39. The method of claim 38, wherein the diameter of said tube is less than about 5 mm.

40. The method of claim 29, wherein said polypeptides include at least 5 contiguous amino acids of SEQ ID NO:1.

41. The method of claim 40, wherein said polypeptides include at least 6 contiguous amino acids of SEQ ID NO:1.

42. The method of claim 41, wherein said polypeptides include at least 7 contiguous amino acids of SEQ ID NO:1.

43. The method of claim 29, wherein said polypeptides consist essentially of SEQ ID NO: 1.

44. The method of claim 29, wherein said polypeptides include an alpha-4 integrin binding domain, said endothelial cells include an alpha-4 integrin molecule, and said platelets lack an alpha-4 integrin molecule.

45. A method for treating a patient, comprising:

providing a medical product including a biocompatible material having received on at least a portion of a surface of said material a plurality of polypeptides, wherein said polypeptides have an amino acid sequence derived from fibronectin and include at least 4 contiguous amino acids of SEQ ID NO:1; and

implanting the medical product into said patient;

46. The method of claim 45, wherein said biocompatible material is comprised of a synthetic or a biological material.

47. The method of claim 46, wherein said biocompatible material is comprised of a biological material.

48. The method of claim 47, wherein said biological material is remodelable.

49. The method of claim 48, wherein said remodelable material comprises an extracellular matrix (ECM) material.

50. The method of claim 49, wherein said ECM material comprises submucosa.

51. The method of claim 50, wherein said submucosa is intestinal, urinary bladder or stomach submucosa.

52. The method of claim 51, wherein said submucosa is small intestinal submucosa (SIS).

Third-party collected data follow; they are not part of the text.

PR #9048, opened 2020-05-14
Missing error aws

thiagoftsm:
##### Summary
This PR brings the missing error report  as specified at #8461.

##### Component Name
Exporting
##### Test Plan

1 - Compile the branch
2 - Configure `exporting.conf` without the necessary parameter:

```
[kinesis:my_instance2]
    enabled = yes
    destination = us-east-1
    #stream name = netdata
    # aws_access_key_id = 
    #aws_secret_access_key = 
    data source = as collected
    #data source = sum
    update every = 2
    send charts matching = system.processes
```

3 - Run Netdata
4 - Verify if the message was written inside error.log

##### Additional Information
This PR does not brings everything listed on #8461 and it is not a blocker for any other action there.

### DIFF
--- a/exporting/read_config.c
+++ b/exporting/read_config.c
@@ -390,7 +390,7 @@ struct engine *read_exporting_config()
             tmp_instance->config.connector_specific_config = connector_specific_config;
 
             connector_specific_config->stream_name = strdupz(exporter_get(instance_name, "stream name", ""));
-            if (!connector_specific_config->stream_name)
+            if (!strcmp(connector_specific_config->stream_name, ""))
                 error("stream name is a mandatory Kinesis parameter but it is not configured");
 
             connector_specific_config->auth_key_id = strdupz(exporter_get(instance_name, "aws_access_key_id", ""));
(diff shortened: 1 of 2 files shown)


exporting/read_config.c
```diff
@@ -389,7 +389,10 @@ struct engine *read_exporting_config()
 
             tmp_instance->config.connector_specific_config = connector_specific_config;
 
-            connector_specific_config->stream_name = strdupz(exporter_get(instance_name, "stream name", "netdata"));
+            connector_specific_config->stream_name = strdupz(exporter_get(instance_name, "stream name", ""));
+            if (!strcmp(connector_specific_config->stream_name, ""))
```
vlvkobal, line 393: I would check it in `init_aws_kinesis_instance()` and return 1 on error. Then the connector instance won't even start.

thiagoftsm: All right, I changed the PR, but we will need to take care of the buffer in another PR as we talked before.

PR #9058, opened 2020-05-15
claim: fix `New/ephemeral Agent containers` instruction

ilyam8:
##### Summary

ssia

we need to pass only args

https://github.com/netdata/netdata/blob/22b8f9498ad240055f7b63eb7d409dba60e4a5f4/packaging/docker/run.sh#L27

##### Component Name

docs

##### Test Plan

- [X] claim nd in docker container with the command, ensure it appears on the cloud


ilyam8:
during tests i realized that it is better to have token/rooms on a separate lines  (token/rooms ids are very long)

Issue #9051, opened 2020-05-14
Bundle missing in ClearLinux* OS: ERROR when running one line installation script


thoggs:
As I title, I noticed that, when trying to run the installation script using the --stable-channel flag, on Clear Linux * OS (Server), the script returns an error, claiming that lib libuuid-devel (package uuid is speaking) -dev).

**I solved the problem by installing:**
=> devpkg-util-linux bundle 

**ERROR:** netdata failed to build...
**OS:** Clear Linux* OS - Server
**Netdata v1.22.1**

Ferroin:
@thoggs Thank you for reporting this! I'll have a PR up with a fix shortly, and it should hopefully be in the nightly builds within the next few days.

thoggs:
> @thoggs Thank you for reporting this! I'll have a PR up with a fix shortly, and it should hopefully be in the nightly builds within the next few days.

Thank you very much for your attention.
I am also a developer, and I understand about Shell Script, maybe I can help the project to progress even more...

thoggs:
Hello,
Tested, problem solved...

![Captura de Tela 2020-05-26 às 01 15 35](https://user-images.githubusercontent.com/43221193/82861328-ac681d00-9ef2-11ea-91a3-52cb147c70c6.png)

PR #9060, opened 2020-05-15
Added required bundle for libuuid on ClearLinux.

Ferroin:
##### Summary

We somehow forgot to include the bundle for libuuid in our dependencies on ClearLinux, this fixes that.

##### Component Name

area/packaging.

##### Test Plan

Checked locally that the correct package is installed and verified the build of Netdata.

##### Additional Information

Fixes: #9051

### DIFF
--- a/.github/workflows/build-and-install.yml
+++ b/.github/workflows/build-and-install.yml
@@ -19,6 +19,7 @@ jobs:
           - 'archlinux:latest'
           - 'centos:8'
           - 'centos:7'
+          - 'clearlinux:latest'
           - 'debian:bullseye'
           - 'debian:buster'
           - 'debian:stretch'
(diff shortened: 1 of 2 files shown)


prologic:
> We somehow forgot to include the bundle for libuuid in our dependencies on ClearLinux, this fixes that.

I can only assume we have no CI check for Build / INstall on ClearLinux? Can we please add it?

Ferroin:
> > We somehow forgot to include the bundle for libuuid in our dependencies on ClearLinux, this fixes that.
> 
> I can only assume we have no CI check for Build / INstall on ClearLinux? Can we please add it?

Done.

It wasn't added originally because it was expected to be a very low user base compared to the other distros we check while theoretically taking a lot longer than the others to actually test (I should have just timed it back then instead of assuming that the almost 200MB of data that needs to be downloaded by the Docker image would be an issue).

53. The method of claim 45, wherein said medical product is configured for use in vascular applications.

54. The method of claim 45, wherein said method further comprises forming the medical product into a tube.

55. The method of claim 54, wherein the diameter of said tube is less than about 5 mm.

56. The method of claim 45, wherein said polypeptides include at least 5 contiguous amino acids of SEQ ID NO:1.

57. The method of claim 56, wherein said polypeptides include at least 6 contiguous amino acids of SEQ ID NO:1.

58. The method of claim 57, wherein said polypeptides include at least 7 contiguous amino acids of SEQ ID NO:1.

59. The method of claim 45, wherein said polypeptides consist essentially of SEQ ID NO: 1.

60. The method of claim 45, wherein said polypeptides include an alpha-4 integrin binding domain, said endothelial cells include an alpha-4 integrin molecule, and said platelets lack an alpha-4 integrin molecule.